__What you will do__: Filter the entries for lines with the word "same".

============================================================

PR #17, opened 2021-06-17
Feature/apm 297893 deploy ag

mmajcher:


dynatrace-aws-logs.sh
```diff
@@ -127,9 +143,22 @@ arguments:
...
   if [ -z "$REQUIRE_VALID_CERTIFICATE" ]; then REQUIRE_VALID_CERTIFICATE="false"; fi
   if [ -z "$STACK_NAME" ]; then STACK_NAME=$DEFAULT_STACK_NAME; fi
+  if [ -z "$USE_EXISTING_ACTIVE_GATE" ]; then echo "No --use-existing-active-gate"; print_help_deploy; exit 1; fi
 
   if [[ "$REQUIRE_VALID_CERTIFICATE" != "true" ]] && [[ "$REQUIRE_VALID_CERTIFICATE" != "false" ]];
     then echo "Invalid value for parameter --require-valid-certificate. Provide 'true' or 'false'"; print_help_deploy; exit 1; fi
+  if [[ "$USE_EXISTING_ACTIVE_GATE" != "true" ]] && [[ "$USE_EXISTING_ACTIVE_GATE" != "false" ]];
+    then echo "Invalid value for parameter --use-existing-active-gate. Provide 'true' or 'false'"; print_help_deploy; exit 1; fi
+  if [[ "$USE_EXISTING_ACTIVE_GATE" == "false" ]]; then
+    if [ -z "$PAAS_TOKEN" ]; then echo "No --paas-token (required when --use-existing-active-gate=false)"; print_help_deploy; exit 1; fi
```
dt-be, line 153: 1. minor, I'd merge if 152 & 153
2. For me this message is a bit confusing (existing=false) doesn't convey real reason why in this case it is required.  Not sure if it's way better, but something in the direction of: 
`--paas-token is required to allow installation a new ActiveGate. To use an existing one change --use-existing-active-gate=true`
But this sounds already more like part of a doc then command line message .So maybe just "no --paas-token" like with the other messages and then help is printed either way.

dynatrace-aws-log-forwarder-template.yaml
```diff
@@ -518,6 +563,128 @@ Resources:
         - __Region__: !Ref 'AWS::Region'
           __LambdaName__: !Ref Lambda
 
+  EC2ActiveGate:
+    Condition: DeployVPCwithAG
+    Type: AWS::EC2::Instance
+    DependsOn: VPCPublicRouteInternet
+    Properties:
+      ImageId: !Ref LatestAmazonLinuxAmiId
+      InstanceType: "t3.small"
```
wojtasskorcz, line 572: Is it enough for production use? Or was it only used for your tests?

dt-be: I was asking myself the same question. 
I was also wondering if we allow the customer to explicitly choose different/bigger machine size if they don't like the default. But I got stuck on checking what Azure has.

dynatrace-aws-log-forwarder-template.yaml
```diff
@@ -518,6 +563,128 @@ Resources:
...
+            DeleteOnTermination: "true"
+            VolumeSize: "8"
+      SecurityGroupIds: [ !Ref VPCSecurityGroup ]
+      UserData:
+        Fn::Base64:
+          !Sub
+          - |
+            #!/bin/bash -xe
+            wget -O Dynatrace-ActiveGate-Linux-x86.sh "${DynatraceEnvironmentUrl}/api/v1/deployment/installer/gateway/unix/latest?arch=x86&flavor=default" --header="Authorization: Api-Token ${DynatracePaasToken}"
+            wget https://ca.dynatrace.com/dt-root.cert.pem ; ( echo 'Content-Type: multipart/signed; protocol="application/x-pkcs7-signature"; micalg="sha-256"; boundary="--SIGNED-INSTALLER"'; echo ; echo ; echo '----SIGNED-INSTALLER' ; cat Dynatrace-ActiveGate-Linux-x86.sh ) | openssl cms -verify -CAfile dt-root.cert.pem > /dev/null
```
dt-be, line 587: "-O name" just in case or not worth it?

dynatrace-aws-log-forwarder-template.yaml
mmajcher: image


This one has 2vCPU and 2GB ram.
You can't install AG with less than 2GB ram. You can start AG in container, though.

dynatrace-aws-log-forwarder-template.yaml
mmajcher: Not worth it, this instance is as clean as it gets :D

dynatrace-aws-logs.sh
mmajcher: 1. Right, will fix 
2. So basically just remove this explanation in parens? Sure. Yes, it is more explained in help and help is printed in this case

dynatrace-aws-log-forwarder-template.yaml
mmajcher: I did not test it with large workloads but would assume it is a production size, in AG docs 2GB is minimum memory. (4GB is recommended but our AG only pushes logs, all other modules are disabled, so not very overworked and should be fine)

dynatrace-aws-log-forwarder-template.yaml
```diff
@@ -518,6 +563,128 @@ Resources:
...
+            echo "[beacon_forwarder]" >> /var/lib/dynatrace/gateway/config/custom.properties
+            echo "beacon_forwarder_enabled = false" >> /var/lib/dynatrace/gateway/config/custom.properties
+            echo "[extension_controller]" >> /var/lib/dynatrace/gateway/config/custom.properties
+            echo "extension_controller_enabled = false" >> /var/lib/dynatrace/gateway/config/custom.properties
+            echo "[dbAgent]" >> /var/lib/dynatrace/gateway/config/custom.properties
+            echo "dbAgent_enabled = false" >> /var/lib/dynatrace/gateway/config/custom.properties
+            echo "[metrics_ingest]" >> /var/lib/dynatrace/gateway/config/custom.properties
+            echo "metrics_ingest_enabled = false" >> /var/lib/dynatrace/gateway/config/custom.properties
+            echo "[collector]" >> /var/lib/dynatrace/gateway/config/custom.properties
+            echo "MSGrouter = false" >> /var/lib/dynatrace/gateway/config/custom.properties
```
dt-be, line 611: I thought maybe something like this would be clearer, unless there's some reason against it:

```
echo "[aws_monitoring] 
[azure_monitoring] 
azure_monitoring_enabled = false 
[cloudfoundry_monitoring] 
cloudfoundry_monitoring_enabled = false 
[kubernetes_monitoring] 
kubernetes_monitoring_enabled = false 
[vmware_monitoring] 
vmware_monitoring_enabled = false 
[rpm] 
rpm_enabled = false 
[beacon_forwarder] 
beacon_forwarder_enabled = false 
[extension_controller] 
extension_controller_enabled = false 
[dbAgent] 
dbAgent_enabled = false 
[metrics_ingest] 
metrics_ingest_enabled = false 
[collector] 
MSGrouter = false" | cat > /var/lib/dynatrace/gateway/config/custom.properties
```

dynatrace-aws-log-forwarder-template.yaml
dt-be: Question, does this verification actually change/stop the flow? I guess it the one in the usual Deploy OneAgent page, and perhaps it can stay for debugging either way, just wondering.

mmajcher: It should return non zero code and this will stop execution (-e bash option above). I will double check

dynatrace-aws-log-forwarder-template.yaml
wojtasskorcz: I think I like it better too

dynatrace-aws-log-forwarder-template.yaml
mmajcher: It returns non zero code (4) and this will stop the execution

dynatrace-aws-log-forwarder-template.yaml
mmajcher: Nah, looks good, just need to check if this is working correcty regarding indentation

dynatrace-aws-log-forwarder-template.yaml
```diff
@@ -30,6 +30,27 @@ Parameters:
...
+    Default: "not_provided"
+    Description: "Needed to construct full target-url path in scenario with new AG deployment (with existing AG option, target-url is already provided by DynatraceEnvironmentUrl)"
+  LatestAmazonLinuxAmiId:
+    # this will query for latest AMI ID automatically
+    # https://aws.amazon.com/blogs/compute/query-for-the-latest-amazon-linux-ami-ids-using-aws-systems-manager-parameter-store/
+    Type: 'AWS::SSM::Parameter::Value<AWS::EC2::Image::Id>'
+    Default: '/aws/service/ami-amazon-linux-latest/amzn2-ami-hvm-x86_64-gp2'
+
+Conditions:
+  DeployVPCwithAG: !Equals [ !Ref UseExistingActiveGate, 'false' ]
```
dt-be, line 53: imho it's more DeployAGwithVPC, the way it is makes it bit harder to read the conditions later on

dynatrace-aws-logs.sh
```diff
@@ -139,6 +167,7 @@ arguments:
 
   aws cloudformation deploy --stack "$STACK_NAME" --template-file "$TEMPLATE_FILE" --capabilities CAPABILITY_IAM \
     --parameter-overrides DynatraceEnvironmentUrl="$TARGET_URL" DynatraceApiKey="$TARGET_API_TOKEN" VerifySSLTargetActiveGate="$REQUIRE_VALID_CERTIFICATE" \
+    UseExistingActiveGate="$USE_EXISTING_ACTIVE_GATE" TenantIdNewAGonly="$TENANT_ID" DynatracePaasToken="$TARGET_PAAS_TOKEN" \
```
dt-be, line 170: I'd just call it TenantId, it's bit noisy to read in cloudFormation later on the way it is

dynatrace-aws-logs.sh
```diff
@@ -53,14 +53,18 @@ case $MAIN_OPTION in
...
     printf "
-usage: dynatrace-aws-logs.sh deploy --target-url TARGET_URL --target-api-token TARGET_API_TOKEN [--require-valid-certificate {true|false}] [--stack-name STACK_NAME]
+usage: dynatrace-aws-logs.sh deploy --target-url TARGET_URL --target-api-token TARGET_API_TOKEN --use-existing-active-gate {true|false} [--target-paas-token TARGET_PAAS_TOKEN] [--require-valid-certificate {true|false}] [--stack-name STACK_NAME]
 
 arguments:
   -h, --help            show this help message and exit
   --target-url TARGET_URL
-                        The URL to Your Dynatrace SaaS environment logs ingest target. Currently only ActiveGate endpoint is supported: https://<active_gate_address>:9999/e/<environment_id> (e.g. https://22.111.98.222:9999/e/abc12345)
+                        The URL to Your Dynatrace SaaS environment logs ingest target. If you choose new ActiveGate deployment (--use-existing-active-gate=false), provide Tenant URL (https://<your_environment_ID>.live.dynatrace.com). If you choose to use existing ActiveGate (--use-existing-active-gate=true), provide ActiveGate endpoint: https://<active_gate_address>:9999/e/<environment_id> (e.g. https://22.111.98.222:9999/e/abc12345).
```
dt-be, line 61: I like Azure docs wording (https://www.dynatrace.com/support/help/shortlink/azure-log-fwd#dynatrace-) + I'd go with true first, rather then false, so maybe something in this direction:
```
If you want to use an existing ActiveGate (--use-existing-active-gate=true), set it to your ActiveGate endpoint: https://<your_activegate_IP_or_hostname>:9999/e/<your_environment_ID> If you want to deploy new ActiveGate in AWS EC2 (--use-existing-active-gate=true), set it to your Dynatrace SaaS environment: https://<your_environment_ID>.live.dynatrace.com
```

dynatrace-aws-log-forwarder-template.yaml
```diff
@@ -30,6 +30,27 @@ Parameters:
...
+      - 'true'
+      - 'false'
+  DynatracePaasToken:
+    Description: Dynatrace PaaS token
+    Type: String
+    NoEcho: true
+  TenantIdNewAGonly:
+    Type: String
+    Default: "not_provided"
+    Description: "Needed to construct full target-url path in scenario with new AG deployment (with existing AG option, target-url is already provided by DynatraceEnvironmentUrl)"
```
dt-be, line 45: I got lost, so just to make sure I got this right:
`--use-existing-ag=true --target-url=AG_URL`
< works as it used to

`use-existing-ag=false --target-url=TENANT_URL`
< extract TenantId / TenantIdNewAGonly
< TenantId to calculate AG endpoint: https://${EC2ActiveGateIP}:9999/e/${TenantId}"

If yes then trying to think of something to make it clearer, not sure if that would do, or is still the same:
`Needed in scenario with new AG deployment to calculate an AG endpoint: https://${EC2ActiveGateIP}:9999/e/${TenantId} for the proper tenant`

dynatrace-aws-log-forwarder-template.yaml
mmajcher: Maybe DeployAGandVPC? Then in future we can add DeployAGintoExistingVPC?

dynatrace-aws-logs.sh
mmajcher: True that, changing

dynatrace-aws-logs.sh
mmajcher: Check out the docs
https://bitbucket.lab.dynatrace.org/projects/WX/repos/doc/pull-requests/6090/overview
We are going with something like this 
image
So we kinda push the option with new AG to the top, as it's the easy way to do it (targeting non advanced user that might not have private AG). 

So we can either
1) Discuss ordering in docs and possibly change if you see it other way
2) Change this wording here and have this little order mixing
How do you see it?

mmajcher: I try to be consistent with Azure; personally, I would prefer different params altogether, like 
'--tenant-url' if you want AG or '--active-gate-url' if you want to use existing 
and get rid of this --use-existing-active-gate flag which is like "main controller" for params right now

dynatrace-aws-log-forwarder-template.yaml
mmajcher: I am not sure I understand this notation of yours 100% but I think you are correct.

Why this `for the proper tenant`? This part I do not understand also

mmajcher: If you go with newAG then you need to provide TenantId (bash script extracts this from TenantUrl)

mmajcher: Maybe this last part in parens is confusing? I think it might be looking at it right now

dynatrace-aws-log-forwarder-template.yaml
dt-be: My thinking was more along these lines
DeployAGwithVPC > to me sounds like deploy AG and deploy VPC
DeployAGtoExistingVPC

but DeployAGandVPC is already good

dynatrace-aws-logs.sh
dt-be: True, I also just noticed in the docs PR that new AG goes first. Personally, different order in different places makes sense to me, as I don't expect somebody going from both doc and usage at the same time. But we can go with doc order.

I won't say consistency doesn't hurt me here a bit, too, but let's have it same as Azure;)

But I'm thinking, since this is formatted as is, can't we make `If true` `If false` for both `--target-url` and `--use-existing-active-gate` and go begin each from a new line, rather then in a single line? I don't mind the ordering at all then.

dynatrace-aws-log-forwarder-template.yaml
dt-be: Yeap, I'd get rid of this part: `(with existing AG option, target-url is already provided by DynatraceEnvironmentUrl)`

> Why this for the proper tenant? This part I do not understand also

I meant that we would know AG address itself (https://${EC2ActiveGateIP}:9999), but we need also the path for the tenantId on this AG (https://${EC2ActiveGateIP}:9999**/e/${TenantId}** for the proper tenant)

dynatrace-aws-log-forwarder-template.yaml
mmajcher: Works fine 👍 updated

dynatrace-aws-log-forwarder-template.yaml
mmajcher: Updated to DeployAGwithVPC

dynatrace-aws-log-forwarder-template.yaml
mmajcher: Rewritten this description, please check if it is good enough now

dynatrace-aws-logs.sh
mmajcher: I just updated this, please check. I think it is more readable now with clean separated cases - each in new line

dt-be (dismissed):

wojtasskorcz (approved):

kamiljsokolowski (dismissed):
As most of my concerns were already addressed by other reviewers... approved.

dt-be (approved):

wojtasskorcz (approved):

============================================================

__Result__:
dt-be: I was asking myself the same question. 
If yes then trying to think of something to make it clearer, not sure if that would do, or is still the same:
dt-be: True, I also just noticed in the docs PR that new AG goes first. Personally, different order in different places makes sense to me, as I don't expect somebody going from both doc and usage at the same time. But we can go with doc order.
I won't say consistency doesn't hurt me here a bit, too, but let's have it same as Azure;)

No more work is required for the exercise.